PDGFRα/β expression correlates with the metastatic behavior of human colorectal cancer: A possible rationale for a molecular targeting strategy

As new multi-target tyrosine kinase inhibitors are emerging in the therapy of various malignancies, our aim was to define the co-expression pattern of receptor-tyrosine-kinase platelet-derived growth factor receptors a and β (PDGFRa/β) in human colorectal cancer. The co-expression pattern of PDGFRa/β was analyzed by RT-PCR in 99 histologically confirmed human colorectal carcinomas and five colorectal cancer cell lines.
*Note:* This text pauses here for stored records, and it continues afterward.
PR #424, opened 2016-02-03
Set active record default timezone to UTC

chris-fuller:
When running the app locally in development, and with a clone of the production database, all dates are 8 hours off.

This change fixes that issue. Also UTC is the local timezone on the server, so this ideally will not have any adverse effects in production.

However, this change should be tested **thoroughly** in staging before deploying.


Ravenstine:
@sdillingham @chris-fuller I put it on staging and it looks good to me.

sdillingham:
@Ravenstine can you point me to some spots in the code that would be affected by this change so I can verify myself that this looks good on staging?

Ravenstine:
@sdillingham The places that I looked at in particular are the `home_controller` where the schedule occurrences are grabbed for the broadcast bar, and the `edition` model where it makes the decision to send the *monday* short list.  I tested the logic in both by hand on the staging server and found nothing wrong.  I am still feeling wary of this, however.

sdillingham:
I'm wary of it too. I don't think we can merge this until/unless we have a full understanding of what the potential impact of this change will be.

sdillingham:
Because we're not in a position to merge and deploy this confidently, I'm going to close for now and we can reopen when we're ready to revisit this.

Issue #407, opened 2015-12-31
Separate Caching for Replacement and Static Items


ewr:
Currently, scprv4 uses memcache for caching. This works perfectly for the vast majority of SCPRv4 caching, where we're just stashing content that would otherwise have been computed / rendered inline. Old caches get expired as needed and a broken cache server just means we render those items in the request.

For items that are cached out-of-band, though, a missing server would mean missing content on the homepage. These items need to be cached into something other than memcache to remove the risk of a memcache restart taking out the homepage sections block.

I think it probably makes sense to create a `Cache` model and store this database into MySQL to give it persistence. From there it can be cached into memcache as normal, with only the periodic task responsible for expiring/updating the cache if it exists.

AC:
* Cache data is persistent and survives a memcache restart
* Cache data is persisted and cached out-of-band
* Frontend doesn't make any db calls for the cache items if they exist in memcache
* Frontend can fetch / cache the data from the persistent store if there is no memcache version or memcache is down

PR #427, opened 2016-02-08
Cache data in MySQL in case Memcached goes down

Ravenstine:
#407

I wrote a model that wraps around the Rails cache store that caches data in MySQL for items that are usually stored out-of-band.  This is so that, if a cache server goes down, we don't end up rendering all these items on every request.  If a cache server comes back online and there is an item that has been cached in MySQL, it will also write that data back to the cache server.

### DIFF
--- a/app/models/cache.rb
+++ b/app/models/cache.rb
@@ -9,12 +9,9 @@ class Cache < ActiveRecord::Base
       end
     end
     def write key, value
-      if return_value = Rails.cache.write(key, value)
-        return_value
-      else
-        create key: key, value: value
-        value
-      end
+      Rails.cache.write(key, value)
+      create key: key, value: value
+      value
     end
     def clear
       delete_all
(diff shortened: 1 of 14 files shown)


app/models/cache.rb
```diff
@@ -0,0 +1,20 @@
+class Cache < ActiveRecord::Base
+  class << self
+    def read key
+      if value = Rails.cache.read(key)
+        value
+      elsif value = where(key: key).limit(1).pluck(:value).pop
```
ewr: Can we change this to make `key` unique? That would just make your finder `find_by(key:key).try(:value)`

You'd just need to tweak the writer code to make it an upsert.

db/migrate/20160205232526_create_caches.rb
```diff
@@ -0,0 +1,8 @@
+class CreateCaches < ActiveRecord::Migration
+  def change
+    create_table :caches do |t|
+      t.string :key, index: true
```
ewr: You'll want to add a `unique:true` here if you make the change I suggested.

Ravenstine: :+1: :+1:

Issue #432, opened 2016-02-11
Allow episode rundowns to use any contentbase content


vsinghkpcc:
AC

- [x] Episode rundowns can use any contentbase content

Ravenstine:
@sdillingham So it wasn't too big a deal to get Rundowns to support other contentbase content, but I was foolish enough to not ask the question of whether or not this ticket implies displaying this support on Episode pages.  Is that something I should do?

sdillingham:
Yeah, we should have been more explicit with the AC. Once a rundown is able to contain anything from across contentbase, then you'll need to make sure they render  properly in a bunch of places. Off the top of my head:

* Episode Pages
* Program Landing Pages (which display the latest episode and everything in its rundown
* Segment Pages (which display the episode rundown after the segment body)
* Homepage Broadcast Bar (when the current program on air is a KPCC program where `is_segmented` is true, users can click on the Program Title and get a modal window with the episode rundown)
* The Program, Episode and Schedule endpoints on our API (both V2 and V3)

Ravenstine:
So I've worked displaying all rundown content on those pages, though I am not certain where we would be including them in the Program and Schedule endpoints, considering that we currently aren't returning segments or even episodes from those endpoints.  What might the rules be for delivering rundown content for those two endpoints?

sdillingham:
@Ravenstine you're right, the Schedule and Program endpoints aren't in play for this feature. My bad.

PR #443, opened 2016-02-22
Allow episode rundowns to include any content base content

Ravenstine:
#432 

Episodes can now be related to any Content Base model through rundowns.  So now, instead of simply having segments, an episode can have many segments, stories, shells, blogs, episodes, abstracts, events, pij_queries.  All of the content can be accessed at once using the `#content` method on the episode.

### DIFF
--- a/app/concerns/concern/controller/show_episodes.rb
+++ b/app/concerns/concern/controller/show_episodes.rb
@@ -3,7 +3,7 @@ module Concern
     module ShowEpisodes
       extend ActiveSupport::Concern
       def render_kpcc_episode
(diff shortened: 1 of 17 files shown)


Ravenstine:
@sdillingham Here is an example of a rundown with mixed content:
http://scprv4-staging.scprdev.org/programs/take-two/2016/02/09/12586/

There is an event, content shell, episode, and a segment in there.

The content is also reflected on the program page, since the rundown is featured:
http://scprv4-staging.scprdev.org/programs/take-two/

PR #445, opened 2016-02-23
Add a Rake task to make it easy to pull database backups

Ravenstine:
I decided to go ahead and create this.  It's a little dirty but I'd like to make it easier to pull backups.

Basically:

`rake db:pull (DEPLOYBOT TOKEN)`

and to start/stop the container:

`rake db:start` or `rake db:stop`

And to list both running and stopped containers:

`rake db:containers`

Merging this would mean requiring anyone doing SCPRv4 development to have Docker and Docker-Machine installed.  Theoretically, all one should have to do is run the `pull` task and be ready to go.


sdillingham:
Seems like a nice workflow improvement. :shipit:

PR #374, opened 2016-05-05
Addition of Should.Throw and Should.ThrowAsync methods

StuartFerguson:
To support passng in the Exception type as a parameter rather than as a type argument.

This enables easier use with NUnit/xUnit theory tests where different values may throw different exception types

### DIFF
--- a/src/Shouldly.Shared/ShouldStaticClasses/ShouldThrow.cs
+++ b/src/Shouldly.Shared/ShouldStaticClasses/ShouldThrow.cs
@@ -41,6 +41,39 @@ namespace Shouldly
             throw new ShouldAssertException(new ShouldlyThrowMessage(typeof(TException), customMessage, shouldlyMethod).ToString());
         }
 
+        /*** Should.Throw(Action) ***/
+        public static Exception Throw([InstantHandle] Action actual, Type exceptionType)
+        {
+            return Throw(actual, () => null, exceptionType);
+        }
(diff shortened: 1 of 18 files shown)


StuartFerguson:
In looking at the Build History this issue seems to have been introduced in the last merge is it possible someone can advise what needs to be done to rectify this issue?

Regards,

Stuart

JosephWoodward:
Yes, I noticed this too. I can't see any reason why the [last merge](https://github.com/shouldly/shouldly/pull/372/files) would have broken anything. I'm hoping to have a look at it tonight to see if I can get it sorted.

StuartFerguson:
@JosephWoodward did you get a chance to look at the build error from this pull request?

JosephWoodward:
Hi @StuartFerguson I've finally gotten around to having a look into this and for the life of me can't figure out why. I don't see the error messages locally so wonder if it's something to do with AppVeyor. I don't suppose you've seen this before @JakeGinnivan ?

JakeGinnivan:
Pretty sure this was due to a bad release of GitVersion unfortunately. Will rebuild this PR and check

JakeGinnivan:
@StuartFerguson this looks good.

The only comment is do you think it's worth switching the generic overloads over to using your new ThrowInternal to reduce code duplication?

JakeGinnivan:
Thanks @StuartFerguson will be out in 2.8.0

PR #380, opened 2016-05-22
Renaming the AssemblyInfo.cs because GitVersion now adds in the missi…

JakeGinnivan:
…ng attributes into all AssemblyInfo.cs files


JosephWoodward:
Oh great, this one had me stumped! How would it have broken the build when no packages were updated?

PR #383, opened 2016-05-30
Trim quotes when initializing DiffTools

alexandernyquist:
This fix trims quotes when initializing DiffTools. It may not be the correct solution (depending on your view) but it fixes the most common problem.

I could strip all characters from `Path.InvalidPathChars` but I think that may cause some wierd behavior, since they are allowed in the environment variables.


JakeGinnivan:
Thanks! :)

PR #384, opened 2016-06-09
RC2 Update - WIP

JosephWoodward:
Initial pull request


JakeGinnivan:
I have opened another PR which moves away from the shared project and PCL approach to using all the new tooling. I can push the branch into the main repo if you want then we can both try and push it forward

PR #386, opened 2016-06-09
Switch to dotnet cli RC2 Preview 1 Tooling

JakeGinnivan:


JakeGinnivan:
@JosephWoodward I think this is pretty much done. I am still going to introduce Cake to do the builds which should fix the build issues.

Let me know if this all works for you or if you have any suggestions

JosephWoodward:
@JakeGinnivan Great! I was hoping to have helped you and sat down last night to have a look at it but wasn't sure where to start.

JakeGinnivan:
I got some help while at NDC, made it easier to get started

khellang:
Nice! That looks like a pretty clean port :smile: I'don't proyally ignore the lockfiles though.

JakeGinnivan:
@khellang yeah, most of the hard work was making it PCL which was 2.7.0 (which worked with RC1 I am pretty sure). Just switched to feature flags and cleaned a few things up.

The problem with not committing lock files is like not doing npm shrinkwrap right? Your transitive dependencies float? Is there a good workflow for updating transitive deps?

khellang:
When you push to NuGet, your dependencies are fixed, I think. So there's no way for transitive dependencies to float. I also think doing a `dotnet restore` might overwrite your lockfiles at any time anyway. There's no way of _actually_ locking them (hint: they're not really a lockfile :stuck_out_tongue:). It's usually just noise when you're checking them in.

JakeGinnivan:
Ok, I think this is ready to go. Am heading to bed but will merge and try and get a (automated) release out tomorrow :)

Any thoughts on where I should put the deployment process so any contributors can push it out?

JosephWoodward:
Awesome work Jake! :+1: :+1:

khellang:
:tada: :clap: :cake: :balloon: :grin: :dancers:

JakeGinnivan:
:shipit:

JakeGinnivan:
bet that bites me

PR #393, opened 2016-07-29
Adding VisitTypeBinary override for ExpressionStringBuilder - Resolves #389

### LINKED ISSUE #389: ShouldAllBe does not show the element predicate correctly for `is` operator
The following snippet produce incorrect assertion message:

			batchCommand.Commands.ShouldAllBe(command=>command is CreateResourceCommand);

```
Shouldly.ShouldAssertException : batchCommand.Commands
    should satisfy the condition
command
    but
[Tp.Rest.Commands.UpdateResourceCommand (22668405), Tp.Rest.Commands.UpdateResourceCommand (29839228)]
    do not
```

I expect a `command is CreateResourceCommand` as an assertion message

ssiko:
Threw together this PR for #389 . Seems like we were yet to override ```VisitTypeBinary()``` in the ```ExpressionVisitor``` class, so it was not returning the full expression.

### DIFF
--- a/src/Shouldly.Tests/ShouldAllBe/TypeBinaryExpressionScenario.cs
+++ b/src/Shouldly.Tests/ShouldAllBe/TypeBinaryExpressionScenario.cs
@@ -1,0 +1,46 @@
+﻿using Shouldly.Tests.Strings;
+using System.Collections.Generic;
+using Xunit;
+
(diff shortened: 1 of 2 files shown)


JosephWoodward:
Awesome, thanks!

Issue #364, opened 2016-02-22
Allow custom IComparer instances for classes that don't implement IComparable


josemesona:
I have a 3rd party class that I can manually compare but it doesn't implement IComparable.  So I want to be able to call `ShouldBeGreaterThan<T>()` but this doesn't seem possible since that method requires that `T` implement `IComparable`.  Is there another way?  I was thinking there could be another parameter to methods like `ShouldBeGreaterThan<T>`() of `type IComparer<T>` and Shouldly would use that class for the comparison instead of calling `IComparable.Compare()`.  Does that seem like something worth implementing?

``` CSharp
public static void ShouldBeGreaterThan<T>(this T actual, T expected, IComparer<T> comparer, Func<string> customMessage)
{
    // Call Shouldy.Is() and which uses custom comparer
}
```

For now I have my own extension methods like this:

``` CSharp
public static void ShouldBeGreaterThan(this ElementLocation actual, ElementLocation expected, Func<string> customMessage)
{
    actual.Line.ShouldBeGreaterThan(expected.Line, customMessage);
}
```

I end up passing the property I want compared but I don't want to have to implement something like this for every class.

Thoughts?

JakeGinnivan:
This sounds like a useful feature

ankurMalhotra:
Given this a go. Please let me know if any improvements can be made :)

eliziario:
This one also could also be closed

JosephWoodward:
Thanks again @eliziario

PR #401, opened 2016-08-31
Compare Custom classes that don't implement IComparable (#364)

ankurMalhotra:
Allow custom IComparer instances for classes that don't implement IComparable.

https://github.com/shouldly/shouldly/issues/364

### DIFF
--- a/src/Shouldly.Tests/ShouldBeLessThanOrEqualTo/CustomObjectScenario.cs
+++ b/src/Shouldly.Tests/ShouldBeLessThanOrEqualTo/CustomObjectScenario.cs
@@ -1,17 +1,17 @@
 ﻿using Shouldly.Tests.TestHelpers;
 using Xunit;
 
-namespace Shouldly.Tests.ShouldBeGreaterThan
+namespace Shouldly.Tests.ShouldBeLessThanOrEqualTo
 {
     public class CustomObjectScenario
     {
         [Fact]
         public void CompareCustom()
         {
-            var customA = new Custom { Val = 2 };
+            var customA = new Custom { Val = 1 };
             var customB = new Custom { Val = 1 };
             var comparer = new CustomComparer<Custom>();
-            customA.ShouldBeGreaterThan(customB, comparer);
+            customA.ShouldBeLessThanOrEqualTo(customB, comparer);
         }
     }
 }
--- a/src/Shouldly.Tests/ShouldBeLessThanOrEqualTo/CustomObjectScenario.cs
+++ b/src/Shouldly.Tests/ShouldBeLessThanOrEqualTo/CustomObjectScenario.cs
@@ -1,4 +1,5 @@
-﻿using Shouldly.Tests.TestHelpers;
+﻿using Shouldly.Tests.Strings;
+using Shouldly.Tests.TestHelpers;
 using Xunit;
 
 namespace Shouldly.Tests.ShouldBeLessThanOrEqualTo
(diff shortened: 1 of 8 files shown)


src/Shouldly/ShouldlyExtensionMethods/ShouldBeGtLtTestExtensions.cs
```diff
@@ -10,6 +11,20 @@ public static partial class ShouldBeTestExtensions
             ShouldBeGreaterThan(actual, expected, () => null);
         }
 
+        public static void ShouldBeGreaterThan<T>(this T actual, T expected, IComparer<T> comparer)
```
josemesona: Do you want add the overloads to LessThan as well?

josemesona:
Looks great to me, just needs LessThan and Equals overloads.

ankurMalhotra:
Cool. Done!

JosephWoodward:
Looks great @ankurMalhotra, thanks for your work! Just one thing though - would you mind updating the tests so they follow our existing tests? [See these tests for example](https://github.com/shouldly/shouldly/blob/master/src/Shouldly.Tests/ShouldBeGreaterThan/EqualScenario.cs).

Thanks!

JakeGinnivan:
I just wanted to expand on @JosephWoodward's comment @ankurMalhotra 

Our tests actually assert the error messages when pdb's are available and when not available. Often by looking at the error messages we can spot how they can be improved.

ankurMalhotra:
Hmm I see. I've the updated the tests. Not completely sure I've done the tests right so please code review.
Thanks

JosephWoodward:
Thanks for that @ankurMalhotra I'll try and get it reviewed this weekend.

src/Shouldly.Tests/ShouldBeLessThanOrEqualTo/CustomObjectScenario.cs
```diff
@@ -0,0 +1,48 @@
...
+            Verify.ShouldFail(() =>
+customA.ShouldBeLessThanOrEqualTo(customB, comparer, "Some additional context"),
+
+errorWithSource:
+@"customA
+    should be less than or equal to
+Shouldly.Tests.TestHelpers.Custom (000000)
+    but was
+Shouldly.Tests.TestHelpers.Custom (000000)
+
```
JosephWoodward: It would be good to output the value of customA and customB, I propose an error message like:

**With source:**
"customA (2) should be less than or equal to customB (1) but was not"

**Without source**
"2 should be less than or equal to 1 but was not"

What are your thoughts @JakeGinnivan ?

JosephWoodward: Hi @ankurMalhotra, that's right - you can see a list of existing message generators [here](https://github.com/shouldly/shouldly/blob/master/src/Shouldly/ShouldlyMessage.cs#L213).

You're right, being a comparer you won't be able to get the value so just drop the value from the final message:

"customA should be less than or equal to customB but was not"

If you need any help with it or have any questions then feel free to let me know :)

JakeGinnivan: Yeah, this is not really possible without either overriding ToString or us trying to print out the values of members which could be too noisy.

JakeGinnivan:
Great work!

PR #404, opened 2016-09-22
Ability to check exception type and exception message.

dcomartin:
Quick extension method to save on having to do two asserts on the exception type and the exception message.  Another possibility is having ShouldThrowAsync<TException>().WithMessage(string) similar to FluentAssertions?


dcomartin:
Fixing the build issues related to extensions and overloads.

JakeGinnivan:
Unsure about this.. it is a simple one liner

```
Should.Throw<FooException>(() => ...).Message.ShouldBe(".....")
```

If you do want this to land we need some tests which will print out the error messages so we can see if this improves the error reporting of ShouldThrow?

Issue #363, opened 2016-02-19
Should.Throw works incorrectly for TimeoutException


steck:
Following test fails

```
[Test]
public void ShouldHandleTimeoutException()
{
    Func<Task> func = async () => { throw new TimeoutException(); };

    Should.Throw<TimeoutException>(func);
}
```

with following message

```
Shouldly.ShouldCompleteInException : 
    Task
        should complete in
    00:00:10
        but did not
  ----> System.TimeoutException : The operation has timed out.
```

AdityaTulasi:
I am getting an exception saying shouldThrow method should throw an exception of type System.Exception but did not throw

bmpj13:
I've been checking out this bug. The problem is that TimeoutException has a special meaning inside Shouldly's.
Should.Throw catches TimeoutException to tell it couldn't run the task in the set time.
An easy fix, I think, would be creating Shouldly's own exception timeouts, so it wouldn't get mixed with the ones available to any user.

Let me know what you think, as I can try to work on it.

eliziario:
looks like this could be closed, as it seems to me that #363 fixes it.

JosephWoodward:
Oh, thanks for point that out @eliziario!

PR #413, opened 2016-11-27
Issue#363

bmpj13:
Code fixing [issue#363](https://github.com/shouldly/shouldly/issues/363). The idea is to have a Shouldly's own TimeoutException, so it doesn't get mixed with the TimeoutException provided by .NET Framework


bmpj13:
Ok, so CI detects a fail in a test... I don't know why, since the test is accepted in my machine.
I'll look into it, but do you have any idea what it might be?

PR #414, opened 2016-11-27
Issue#363

bmpj13:
Tackling [issue#363](https://github.com/shouldly/shouldly/issues/363) . The idea is to create Shouldly's own TimeoutException, so it doesn't get mixed with the TimeoutException provided by .NET Framework.


bmpj13:
Sorry guys, I closed the [other PR](https://github.com/shouldly/shouldly/pull/413) because I accidentally commited a file that wasn't supposed to be there :smile:

src/Shouldly/ShouldlyTimeoutException.cs
```diff
@@ -0,0 +1,15 @@
+﻿using System;
+
+namespace Shouldly
+{
+    public class ShouldlyTimeoutException : Exception
```
JosephWoodward: Would it be better to extend `TimeoutException` in this instance?

JosephWoodward: What effect (if any) would this have on backwards compatibility? (@JakeGinnivan may be able to answer this as he knows everything)

bmpj13: After some testing, I think it, in fact, would be better to extend TimeoutException. Not only for backwards compatibility, but also to enhance Shouldly's messages.


The following code
```
[Test]
public void ShouldHandleTimeoutException()
{
    var task = new Func<Task>(() => {System.Threading.Thread.Sleep(20000); 
                                     return new Task(null); });
    task.ShouldThrow(typeof(Exception));
}
```

With my code claims that "Shouldly.ShouldlyTimeoutException was thrown". 
When extending TimeoutException it says that the operation exceeded the time limit, which is clearer.

JosephWoodward: Sounds better 👍

bmpj13:
@JosephWoodward I don't know why it is failing. The test *FuncOfTaskOfTWithTimeoutScenario* passes in my machine... Can you take a look at it?

bmpj13:
Ok so apparently it had to do with the .NET version... all good now :+1:

JakeGinnivan:
LGTM, :shipit:

JosephWoodward:
Thanks for this @bmpj13! Merged 👍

In addition, immunohistochemical (IHC) staining was applied for confirmation of expression and analysis of receptor tyrosine kinase (RTK) localisation. The colorectal cancer cell lines that were analysed revealed varying expression intensities of PDGFRa and PDGFRβ. The majority of human colorectal cancer specimens revealed a PDGFRa (83%) or PDGFRβ (60%) expression. While PDGFRa showed a predominantly cytoplasmic staining in tumor cells as well as in stromal pericytes, PDGFRfi was restricted to stromal pericytes only. Furthermore, PDGFRa expression significantly correlated with lymph node metastasis (P=0.0082) and advanced UICC stages III/IV (P=0.018) in older patients (P=0.043). PDGFRβ expression only revealed a trend towards lymphatic dissemination (P=0.099). Co-expression of PDGFRa/β occurred in 57% of the colorectal cancer samples, whereas another 29% of the samples depicted mono-expression of PDGFRa or PDGFRfi. Notably, PDGFRa/β expression significantly correlated with lymphatic metastasis (P=0.007) and advanced UICC stages III/IV (P=0.017) in older patients (P=0.03). In summary, our results revealed that PDGFRα/β expression significantly correlates with lymphatic dissemination and therefore encourages application of PDGFRa/B RTK-inhibitors within a combination therapy.